When You CAN See the Difference: The Phonetic Basis of Sonority in American Sign Language

2020 
Spoken and signed languages (SL) deliver perceptual cues which exhibit various degrees of perceptual validity during categorization: In spoken languages, listeners develop perceptual biases when integrating multiple acoustic dimensions during auditory categorization (Holt & Lotto, 2006). This leads us to expect differential perceptual validity for dynamic gestural units HANDSHAPE, MOVEMENT, ORIENTATION, and LOCATION produced by manual articulators in SLs.

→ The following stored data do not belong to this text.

PR #1533, opened 2020-12-14
[DOCS] Add a note on regexps in ACLs.

### LINKED ISSUE #1523: Escape character error in regular expressions of resources (Access Control Policies)
Hi there,

It seems Authelia doesn't support escape character in regex :
`time="2020-12-10T16:39:31Z" level=error msg="Error malformed yaml: line 34: found unknown escape character"`

The related `configuration.yml` part with the rule trying to match a string including `?`:
```
...
access_control:
  rules:
  - domain: secure.example.com
      resources:
        - "^/auth\?.*$"
      policy: one_factor
...
```

clems4ever:
Fixes #1523


james-d-elliott (approved):
LGTM. I think we can eventually consider methods to check query param, but I don't think it's necessary in the use case of the user.

PR #7798, opened 2024-09-01
fix(oidc): jwt assertions aud overly strict

james-d-elliott:
This fixes an issue where all JWT assertions are strictly checked against the Token URL. RFC7523 Section 3 states that the JWT must contain an 'aud' claim that identifies the authorization server and that the token endpoint URL may be used, not that it must be used. RFC9126 clarifies this that it should be the issuer value, and that both the token endpoint URL and pushed authorization request endpoint URL must also be accepted. This fix facilitate this. In addition it fixes a log message, and an edge case where using a JWT assertion could trigger a handled panic.

### DIFF
--- a/internal/oidc/config_test.go
+++ b/internal/oidc/config_test.go
@@ -13,6 +13,7 @@ import (
 	"github.com/stretchr/testify/require"
 
 	"github.com/authelia/authelia/v4/internal/configuration/schema"
+	"github.com/authelia/authelia/v4/internal/model"
 	"github.com/authelia/authelia/v4/internal/oidc"
 	"github.com/authelia/authelia/v4/internal/templates"
 )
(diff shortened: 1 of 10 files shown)


internal/oidc/config_test.go
```diff
@@ -320,11 +325,13 @@
 				Issuers: tc.have,
 			}
 
-			assert.Equal(t, tc.expectIntrospection, config.GetIntrospectionIssuer(tc.ctx))
-			assert.Equal(t, tc.expectIDToken, config.GetIDTokenIssuer(tc.ctx))
-			assert.Equal(t, tc.expectAccessToken, config.GetAccessTokenIssuer(tc.ctx))
-			assert.Equal(t, tc.expectAS, config.GetAuthorizationServerIdentificationIssuer(tc.ctx))
-			assert.Equal(t, tc.expectJARM, config.GetJWTSecuredAuthorizeResponseModeIssuer(tc.ctx))
+			ctx := context.WithValue(tc.ctx, 0, 1)
```
autheliabot, line 328: 🚫 **[golangci]** <sub>reported by [reviewdog](https://github.com/reviewdog/reviewdog) :dog:</sub><br>SA1029: should not use built-in type int as key for value; define your own type to avoid collisions (staticcheck)

PR #7824, opened 2024-09-05
chore: Docker - Remove `VOLUME` directive

polarathene:
The `VOLUME` directive provides **no value** to an image. It **only causes problems.**

For detailed justification, please see below context or my past writeup on this subject:
- https://github.com/kanidm/kanidm/pull/2948
- https://github.com/ory/hydra/issues/3683

---

Anonymous volumes are created when an image has a `VOLUME` directive. They will initialize by copying any of the existing content at the mount point, unlike a bind mount volume which replaces.
  - With `docker run --rm ...`, each container instance started will create a new anonymous volume. Without the `--rm`, these will accumulate pointlessly, the user may not be aware of it.
  - Docker Compose behaves differently, with additional logic to preserve the same anonymous volume across instances of the container for a given compose project.


james-d-elliott (approved):
LGTM

aeneasr (approved):

PR #7882, opened 2024-09-17
Update example lite configuration.yml

darylf:
The mail domain was initialized as "exmaple.com", which is an actual domain owned by someone. It's better practice to use example.com, a reserved second-level domain


james-d-elliott:
This looked like a correct fix, why was it closed?

PR #7900, opened 2024-09-21
fix(web): authenticated layout inconsistent

james-d-elliott:
The upgrade to MUI6 caused a layout issue with the authenticated view in the instance of the WebAuthn option, this resolves that issue.

### DIFF
--- a/web/src/layouts/MinimalLayout.tsx
+++ b/web/src/layouts/MinimalLayout.tsx
@@ -36,8 +36,8 @@ const MinimalLayout = function (props: Props) {
 
     return (
         <Box>
-            <AppBar position="static" color="transparent" elevation={0}>
-                <Toolbar variant="regular">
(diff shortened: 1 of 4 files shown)


KonVei82:
image
This is what i am getting after running docker pull authelia/authelia:4.38.12
I did clear cache under dev tools in firefox

Crowley723:
> This is what i am getting after running docker pull authelia/authelia:4.38.12

How do you have authelia deployed, if your not using the "latest" image tag, it won't update to the latest version.
Additionally, you have to restart the container for the new image to be used.

KonVei82:
Running it as part of a docker compose stack with latest as a tag.
Did "sudo docker compose pull" followed by “docker compose down authelia” and “docker compose up -d authelia” which did indeed pull 4.38.12 as shown in the logs
time="2024-09-22T13:24:53+03:00" level=info msg="Authelia v4.38.12 is starting"

PR #7909, opened 2024-09-24
fix(web): inconsistent no 2FA authenticated layout

Crowley723:
inconsistent authenticated layout for authelia instances with no configured 2FA domains. 
`auth.example.com/authenticated`


james-d-elliott (approved):
LGTM

james-d-elliott (approved):

KonVei82:
I am still getting the same issue it seems.
This one is from using 2FA:
image
And here is without it:
image
This is using latest docker build v4.38.14 as confirmed by log files:
time="2024-09-29T16:57:34+03:00" level=info msg="Authelia v4.38.14 is starting"

I did clear browser cache prior to taking screenshots.

PR #7943, opened 2024-09-29
docs: update Caddy session header removal regex

deanrock:
Regex in documentation under `Removing the Authelia Session Header` only works if there are multiple cookies involved, and `authelia_session` is not the last one.

If `authelia_session` is the last one, tailing `;` is not present, which means that regex doesn't match it.

Updated regex seems to work if there is only authelia cookie present, and also if there are other cookies following it (which are correctly passed upstream).


james-d-elliott (approved):
LGTM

In this study, we use a closed-set sentence discrimination task developed by Bochner et al. (2011) to evaluate the perceptual saliency of the gestural components of signs in American Sign Language (ASL) for naive signers and deaf L2 learners of ASL proficient in another SL. Our goal is to gauge which of these features are likely to present the phonetic basis of sonority in sign modality and relay phonemic contrasts perceptible for even first-time signers. 25 deaf L2 ASL signers and 28 hearing English speakers with no experience in any SL participated in this study. Results reveal that phonemic contrasts based on HANDSHAPE presented an area of maximum difficulty in phonological discrimination for sign-naive participants. For all participants, contrasts based on ORIENTATION and LOCATION and involving larger scale articulators, were associated with robust categorical discrimination.